Helmet goes around that, which is why this works for them, but not for vanilla react.

It seems like part of your ask is to export safeJsonLdParser so that someone using Helmet can use it?

[Eyas]

For helmet, I often found that using its attributes section is easier, e.g.:

<Helmet
  htmlAttributes={{ lang: "en" }}  //Example,
  title="..."
  script={[
    {
      type: "application/ld+json",
      innerHTML: JSON.stringify(graph)
    },
   // ...
  ]}
/>

Only thing is that you'd need to use a safe JsonLD replacer in that JSON.stringify as well.

It might make sense to have a flavor of react-schemaorg that returns a JSX.IntrinsicElements["script"] here.

[sebranly]

Thank you for the quick answers! I was writing this issue while trying to understand XSS vulnerabilities more in-depth in the context of LD-JSON script tags. I think part of my ask would become exporting safeJsonLdParser yes, unless this package you're maintaining offers a prop to customize either using the current solution (dangerouslySetInnerHTML) or the Helmet solution. But maybe this package has to stay vanilla react because of size of dependencies or other factors?

I'm also curious whether there was a reason for using safeJonLdParser rather than using a package such as https://github.com/cure53/DOMPurify which exposes a sanitize function please.
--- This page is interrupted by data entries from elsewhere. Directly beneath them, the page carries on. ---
PR #649, opened 2023-04-01
TNO-1188 Refersh DEV env

Fosol:
Fixed various configuration issues with DevOps after resetting DEV.

Also fixed the Elasticsearch migration pipeline so that it now works too!


openshift/kustomize/api/base/config-map.yaml
```diff
@@ -28,6 +28,6 @@ data:
 
   CONNECTION_STRING: Host=crunchy-primary:5432;Database=tno;Include Error Detail=true;Log Parameters=true;
 
-  ELASTIC_URIS: elastic:9200
+  ELASTIC_URIS: http://elastic:9200
```
Fosol, line 31: This stumped me...  Stupid mistake.

PR #657, opened 2023-04-06
TNO-1188 Limit notification to alerts

Fosol:
Resolved a number of DevOps issues.

Added validation to notification so that it only sends if it has an Alert Action set to "true".


libs/net/entities/Validation/INotificationValidator.cs
```diff
@@ -5,21 +5,30 @@ namespace TNO.Entities.Validation;
 /// </summary>
 public interface INotificationValidator
 {
+    #region Properties
+    /// <summary>
+    /// get/set - The primary key to the alert action used to validate content.
+    /// </summary>
+    public int? AlertId { get; set; }
```
Fosol, line 12: Simple way to eliminate hard coding the alert action primary key

openshift/kustomize/postgres/crunchy/base/deploy.yaml
```diff
@@ -32,7 +32,7 @@ spec:
   postgresVersion: 14
   instances:
     - name: postgres
-      replicas: 4
+      replicas: 3
```
Fosol, line 35: Gave us 3 Gb back

PR #663, opened 2023-04-14
TNO-1193 Replace react-table component

Fosol:
Created a new React table component that we can use to replace the react-table library.  Ran into too many issues with react-table to want to continue with it.  There are still pages using the react-table, but I'll remove them later.

The new component also has a headless design, but I've created a basic component that has the features we're using.  It needs a lot more time to make it truly performant, but so far doesn't seem to be slower than react-table.  There are some state management issues that do require a hard refresh when testing regrettably.

Published tno-core:0.0.232

> You'll need to run `make refresh n=editor` to setup your local environment

## Content List View

image

## Morning Papers

image


app/editor/src/features/demo/DemoPage.tsx
```diff
@@ -0,0 +1,151 @@
+import React from 'react';
+import { Button, FlexboxTable, ITableHookColumn, Row, Text } from 'tno-core';
+
+export class DemoData {
```
Fosol, line 4: Helpful page to test stuff... I'll leave it in for now.

libs/npm/core/src/components/table/FlexboxTable.tsx
```diff
@@ -0,0 +1,193 @@
+import React from 'react';
+
+import { Text } from '../form';
+import { ITableProps, SortFlag, TablePager, useTable } from '.';
+import * as styled from './styled';
+
+export const FlexboxTable = <T extends object>({
```
Fosol, line 7: This is a default implementation.  We can create other implementations because it's headless.

libs/npm/core/src/components/table/FlexboxTable.tsx
```diff
@@ -0,0 +1,193 @@
...
+  columns,
+  data,
+  ...rest
+}: ITableProps<T>) => {
+  const table = useTable({
+    rowId,
+    columns,
+    data,
+    options: {
+      isMulti: rest.isMulti,
```
Fosol, line 18: I'd like to find a better way to do this as currently it require manually passing the values down.

libs/npm/core/src/components/table/FlexboxTable.tsx
```diff
@@ -0,0 +1,193 @@
...
+              value={search}
+              onChange={(e) => {
+                setSearch(e.target.value);
+                table.applyFilter(e.target.value);
+              }}
+            />
+          </div>
+        </div>
+      )}
+      {table.options.showHeader && (
```
Fosol, line 79: I'd like to extend the functionality of the hook to include ways to fetch all the attributes similar to react-table.  It would make it easier to create new implementations.

libs/npm/core/src/components/table/FlexboxTable.tsx
```diff
@@ -0,0 +1,193 @@
...
+                  >
+                    <SortFlag column={col} />
+                  </div>
+                )}
+              </div>
+            ))}
+        </header>
+      )}
+      <div className="rows">
+        {table.groupBy && (
```
Fosol, line 116: Basic grouping support.  But it doesn't support paging when grouping.

libs/npm/core/src/components/table/useTable.tsx
```diff
@@ -0,0 +1,190 @@
...
+  TableInternal,
+} from '.';
+
+/**
+ * This hook generates a table object and manages state mutations.
+ * Only the following properties will mutate externally; columns, data, options, paging, sorting.
+ * @param param0 Hook properties
+ * @returns A TableInternal object instance.
+ */
+export const useTable = <T extends object>({
```
Fosol, line 18: I am not a fan of how I implemented state management with this hook.  It seems to work okay for now though.

libs/npm/core/src/components/table/utils/initColumns.tsx
```diff
@@ -0,0 +1,66 @@
...
+ * @returns An updated array of columns.
+ */
+export const initColumns = <T extends object>(
+  table: TableInternal<T>,
+  columns: ITableHookColumn<T>[],
+  sortOrder: ITableSort<T>[] | undefined = [],
+) => {
+  const cols = [...columns];
+  if (table.options.isMulti)
+    cols.unshift(
```
Fosol, line 25: Multi-select comes built in.

PR #669, opened 2023-04-18
Fix product filter

Fosol:
The productIds filter expects an array, however when a single value is returned it is not handled correctly.


app/editor/src/features/content/form/styled/ContentForm.tsx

In your latest example, are you suggesting using a replacer as well because innerHTML is dangerous such as dangerouslySetInnerHTML? (https://zhenyong.github.io/react/tips/dangerously-set-inner-html.html)

[Eyas]

Re: DOM Sanitize (and I think it also implicitly answers some of the other questions): content inside of these script tags is JSON-LD which by spec has its own definition of valid characters and what sanitization looks like. You can see this in the text of the commit message that implemented the XSS fix. We're not really escaping HTML entities or sanitizing actually HTML/DOM content per se. But yes, if there's another library just to do this, we can use it. That said, the spec is small enough that it's fairly reasonable to implement inline.

[Eyas]

Check out the readme, out of 1.1.0 there's now native support for Helmet via the script={[...]} props.